Although organized in mainly chronological fashion, Negative Exposures gradually establishes clear links between iconic historical photographs and what are considered post-medial modes of image-making. In chapter 1, images of the Nanjing Massacre offer a trenchant analysis of visuality’s incessant mobilization. Chapter 2 focuses on Cultural Revolution family photos as a site where inarticulable testimonials are written into photo text. Chapter 3 traces the digital multiplication of the portrait of Bian Zhongyun, beaten to death by her students during the Cultural Revolution. Concepts of spectrality, death and media afterlives emerge most clearly here: Bian’s digital memorialization propelled a demand for public reflection and reckoning. From this point, Hillenbrand’s focus shifts from watershed periods in Chinese history to contemporary practices of remediation, opening exciting new avenues for subsequent scholarship. Chapter 4, exploring the aesthetic afterlives of the Tank Man image, dexterously broaches a wide conceptual range: platformization, systems theory, reception studies, and humor. Lastly, chapter 5 expands on Wu Hung’s earlier study of Zhang Dali and reflects on the power of the photographic image, in all its appropriated manifestations, to challenge hegemonic visuality. Some theories of visuality attempt to show the image as a langue. Hillenbrand’s reconfiguration of visuality studies in the Chinese context articulates a different project: to theorize the unsayable.

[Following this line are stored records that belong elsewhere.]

PR #1942, opened 2017-10-24
Remove for good network map service node

al-r3:
Remove NetworkMapService from AbstractNode
Also make NodeBasedTest not depend on the NetworkMapService


node/src/main/kotlin/net/corda/node/internal/AbstractNode.kt
```diff
@@ -619,14 +574,10 @@ abstract class AbstractNode(config: NodeConfiguration,
...
-    protected open fun noNetworkMapConfigured(): CordaFuture<Unit> {
-        if (services.networkMapCache.loadDBSuccess || configuration.noNetworkMapServiceMode) {
-            return doneFuture(Unit)
-        } else {
+    open protected fun checkNetworkMapIsInitialized() {
+        if (!services.networkMapCache.loadDBSuccess) {
             // TODO: There should be a consistent approach to configuration error exceptions.
-            throw IllegalStateException("Configuration error: this node isn't being asked to act as the network map, nor " +
-                    "has any other map node been configured.")
+            throw NetworkMapCacheEmptyException()
```
shamsasari: I don't see the benefit of a custom exception here, especially as it's not being caught anywhere. IllegalStateException will suffice.

node/src/main/kotlin/net/corda/node/internal/AbstractNode.kt
```diff
@@ -232,10 +222,13 @@ abstract class AbstractNode(config: NodeConfiguration,
...
 
             runOnStop += network::stop
-            StartedNodeImpl(this, _services, info, checkpointStorage, smm, attachments, inNodeNetworkMapService, network, database, rpcOps, flowStarter, schedulerService)
+            StartedNodeImpl(this, _services, info, checkpointStorage, smm, attachments, network, database, rpcOps, flowStarter, schedulerService)
         }
         // If we successfully  loaded network data from database, we set this future to Unit.
-        _nodeReadyFuture.captureLater(registerWithNetworkMapIfConfigured())
+        services.networkMapCache.addNode(info)
+        checkNetworkMapIsInitialized()
+        _nodeReadyFuture.set(Unit)
```
shamsasari: I guess @patrickkuo you will be fixing this so that it's set on the first poll from the network map end-point.

node/src/main/kotlin/net/corda/node/internal/Node.kt
```diff
@@ -197,16 +192,14 @@ open class Node(configuration: FullNodeConfiguration,
 
     /**
      * Checks whether the specified [host] is a public IP address or hostname. If not, tries to discover the current
-     * machine's public IP address to be used instead. It first looks through the network interfaces, and if no public IP
-     * is found, asks the network map service to provide it.
+     * machine's public IP address to be used instead by looking through the network interfaces.
+     * TODO this code used to rely on the networkmap node, we might want to look at a different solution.
```
shamsasari: The doorman already exposes a REST end-point for this. Liaise with @patrickkuo on how this works.

node/src/main/kotlin/net/corda/node/services/config/NodeConfiguration.kt
```diff
@@ -15,12 +14,6 @@ interface NodeConfiguration : NodeSSLConfiguration {
     // myLegalName should be only used in the initial network registration, we should use the name from the certificate instead of this.
     // TODO: Remove this so we don't accidentally use this identity in the code?
     val myLegalName: CordaX500Name
-    /**
-     * If null then configure the node to run as the netwok map service, otherwise use this to connect to the network map
-     * service.
-     */
-    val networkMapService: NetworkMapInfo?
```
shamsasari: Delete NetworkMapInfo

node/src/main/kotlin/net/corda/node/services/messaging/ArtemisMessagingServer.kt
```diff
@@ -413,17 +397,10 @@ class ArtemisMessagingServer(override val config: NodeConfiguration,
     // This is called on one of Artemis' background threads
     internal fun hostVerificationFail(expectedLegalNames: Set<CordaX500Name>, errorMsg: String?) {
```
shamsasari: All this method does now is log. You can inline it as it's only used once.

node/src/main/kotlin/net/corda/node/services/messaging/ArtemisMessagingServer.kt
```diff
@@ -413,17 +397,10 @@ class ArtemisMessagingServer(override val config: NodeConfiguration,
...
         log.error(errorMsg)
-        if (config.networkMapService?.legalName in expectedLegalNames) {
-            // If the peer that failed host verification was the network map node then we're in big trouble and need to bail!
-            _networkMapConnectionFuture!!.setException(IOException("${config.networkMapService} failed host verification check"))
-        }
     }
 
     // This is called on one of Artemis' background threads
     internal fun onTcpConnection(peerLegalName: CordaX500Name) {
```
shamsasari: delete

node/src/main/kotlin/net/corda/node/services/messaging/ArtemisMessagingServer.kt
```diff
@@ -413,17 +397,10 @@ class ArtemisMessagingServer(override val config: NodeConfiguration,
...
-        if (peerLegalName == config.networkMapService?.legalName) {
-            _networkMapConnectionFuture!!.set(Unit)
-        }
     }
 
     private fun handleIpDetectionRequest(queueName: String) {
```
shamsasari: This is no longer used.

node/src/main/kotlin/net/corda/node/services/messaging/NodeMessagingClient.kt
```diff
@@ -634,9 +629,7 @@ class NodeMessagingClient(override val config: NodeConfiguration,
     // TODO Rethink PartyInfo idea and merging PeerAddress/ServiceAddress (the only difference is that Service address doesn't hold host and port)
     override fun getAddressOfParty(partyInfo: PartyInfo): MessageRecipients {
         return when (partyInfo) {
-            is PartyInfo.SingleNode -> {
-                getArtemisPeerAddress(partyInfo.party, partyInfo.addresses.first(), config.networkMapService?.legalName)
-            }
+            is PartyInfo.SingleNode -> getArtemisPeerAddress(partyInfo.party, partyInfo.addresses.first())
```
shamsasari: `partyInfo.addresses[0]`

node/src/main/kotlin/net/corda/node/services/messaging/NodeMessagingClient.kt
```diff
@@ -175,11 +174,7 @@ class NodeMessagingClient(override val config: NodeConfiguration,
     /**
      * Apart from the NetworkMapService this is the only other address accessible to the node outside of lookups against the NetworkMapCache.
```
shamsasari: Is this comment still relevant?

node/src/main/kotlin/net/corda/node/services/network/PersistentNetworkMapCache.kt
```diff
@@ -152,40 +138,10 @@ open class PersistentNetworkMapCache(private val database: CordaPersistence, con
...
-            Unit
-        }
-        _registrationFuture.captureLater(future.map { null })
-
-        return future
-    }
-
     override fun addNode(node: NodeInfo) {
         logger.info("Adding node with info: $node")
+        _loadDBSuccess = true // This is used in AbstractNode to indicate that node is ready.
```
shamsasari: Can you at least comment that this is temporary until the network map cache starts polling the network map HTTP end-point.

testing/node-driver/src/main/kotlin/net/corda/testing/node/MockNetworkMapCache.kt
```diff
@@ -27,32 +27,12 @@ class MockNetworkMapCache(database: CordaPersistence, configuration: NodeConfigu
     }
 
     override val changed: Observable<NetworkMapCache.MapChange> = PublishSubject.create<NetworkMapCache.MapChange>()
+    override val nodeReady: CordaFuture<Void?> get() = doneFuture(null)
```
shamsasari: Can you make `PersistentNetworkMapCache._registrationFuture` protected and then complete it in the init of this class. It's ugly, but better than return a new done future each time.

testing/node-driver/src/main/kotlin/net/corda/testing/node/MockNode.kt
```diff
@@ -239,7 +237,7 @@ class MockNetwork(defaultParameters: MockNetworkParameters = MockNetworkParamete
         }
 
         // It's OK to not have a network map service in the mock network.
```
shamsasari: Comment is out of date.

node/src/main/kotlin/net/corda/node/internal/AbstractNode.kt
```diff
@@ -554,11 +547,7 @@ abstract class AbstractNode(config: NodeConfiguration,
     }
 
     private fun setupInNodeNetworkMapService(networkMapCache: NetworkMapCacheInternal) {
-        inNodeNetworkMapService =
-                if (configuration.networkMapService == null && !configuration.noNetworkMapServiceMode)
-                    makeNetworkMapService(network, networkMapCache)
-                else
-                    NullNetworkMapService
+        inNodeNetworkMapService = NullNetworkMapService
```
shamsasari: In fact it looks like `inNodeNetworkMapService` isn't used

node-api/src/main/kotlin/net/corda/nodeapi/ArtemisMessagingComponent.kt
```diff
@@ -84,11 +83,8 @@ abstract class ArtemisMessagingComponent : SingletonSerializeAsToken() {
...
 
     // Used for bridges creation.
-    fun getArtemisPeerAddress(party: Party, address: NetworkHostAndPort, netMapName: CordaX500Name? = null): ArtemisPeerAddress {
-        return if (party.name == netMapName) {
-            NetworkMapAddress(address)
-        } else {
-            NodeAddress.asSingleNode(party.owningKey, address) // It also takes care of services nodes treated as peer nodes
-        }
+    fun getArtemisPeerAddress(party: Party, address: NetworkHostAndPort): ArtemisPeerAddress {
+        return NodeAddress.asSingleNode(party.owningKey, address) // It also takes care of services nodes treated as peer nodes
```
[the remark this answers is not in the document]
al-r3: done, it's a secondary constructor though as data classes primary constructor can't take something which isn't a val.

node/src/main/kotlin/net/corda/node/internal/AbstractNode.kt
al-r3: I had in mind to come back and revisit all the dbLoaded/nodeReady future and related.
Making this succeed after the first net poll seems wrong we should be fine with just the DB and/or files on disk.
It was also a requirement to have nodes starting even if they can't poll the network (of course you could mark the node ready after a failed poll, though....)

node/src/main/kotlin/net/corda/node/internal/AbstractNode.kt
al-r3: I've literally followed this: https://docs.corda.net/codestyle.html#assertions-and-errors

node/src/main/kotlin/net/corda/node/internal/Node.kt
al-r3: I imagine in a future PR, I don't this PR needs to be any longer than it is already

node/src/main/kotlin/net/corda/node/services/messaging/NodeMessagingClient.kt
al-r3: I remember seeing that comment and not fully understanding what it meant.
The node address is put in the networkmap cache. So even now it doesn't mean much, I believe, I'm removing it.

node/src/main/kotlin/net/corda/node/services/messaging/NodeMessagingClient.kt
al-r3: Why? .first does the same thing, and we use it all over the place.

node/src/main/kotlin/net/corda/node/services/network/PersistentNetworkMapCache.kt
al-r3: I've added a comment saying this needs rethinking, polling the HTTP endpoint is imho not the 100% right solution.
For the record if we did that we'd need another way of making driver, mocknetwork and friends work

testing/node-driver/src/main/kotlin/net/corda/testing/node/MockNetworkMapCache.kt
al-r3: I can just directly return _registrationFuture and achieve the same

node/src/main/kotlin/net/corda/node/internal/AbstractNode.kt
al-r3: yup that feels right!

al-r3:
@shamsasari I thought you were on holiday!

node/src/main/kotlin/net/corda/node/internal/AbstractNode.kt
shamsasari: Interesting, I never knew. I have to say I disagree with that.

node/src/main/kotlin/net/corda/node/internal/Node.kt
shamsasari: Fair enough, we already have a JIRA ticket for making sure this works, so I guess it can be done for that.

node/src/main/kotlin/net/corda/node/services/network/PersistentNetworkMapCache.kt
shamsasari: I don't think it will be a problem since for the driver, et al the doorman URL config won't be specified and so the future won't have to wait on that.

shamsasari:
I'll leave approval to @patrickkuo.

node/src/main/kotlin/net/corda/node/internal/AbstractNode.kt
al-r3: fwiw I agree with that, it's easier to catch specifically that (whether you're doing it already or not), it's easier to find where it has been thrown if you see a stacktrace with one.

shamsasari:
You also need to update corda-configuration-file.rst

node/src/main/kotlin/net/corda/node/services/network/PersistentNetworkMapCache.kt
patrickkuo: so if we only have 1 node this will always be false? maybe better to put this at the end of `loadFromDB` method?
unless this is use to indicate "someone joined the network"?

node/src/main/kotlin/net/corda/node/internal/AbstractNode.kt
```diff
@@ -818,3 +763,8 @@ internal class FlowStarterImpl(private val serverThread: AffinityExecutor, priva
         return serverThread.fetchFrom { smm.startFlow(logic, flowInitiator, ourIdentity) }
     }
 }
+
+/**
+ * Thrown when a node is about to start and its network map cache doesn't contain any node.
+ */
+internal class NetworkMapCacheEmptyException: Exception()
```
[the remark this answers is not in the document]
al-r3: no, it's in the class name.

shamsasari:
And `net.corda.demobench.model.NodeConfig`.

al-r3:
Tests are good, both net.corda.demobench.model.NodeConfig and gradlew smokeTest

This book emerges at an important time in Sinophone Studies, approximately coinciding with Hong Kong protests against a national-security law and with the thirtieth anniversary of Tian’anmen. Like these political markers, Hillenbrand’s eclectic study of photography’s intergenerational afterlives operates as difference and repetition: real historical figures are suddenly voiced over; intimate portraits flow as digital signage; an injection of humor eats away at the insularity of national trauma. Looking beyond its immediate cultural context, too, Negative Exposures is an insightful account of media objects’ centrality within anthropological, art-historical, literary, historical and sociological modes of analysis, binding often disparate methodologies together. Revisiting W. J. T. Mitchell’s foundational question “what do pictures want,” Hillenbrand’s text responds that within the penumbra of public secrecy, the will towards speech persists.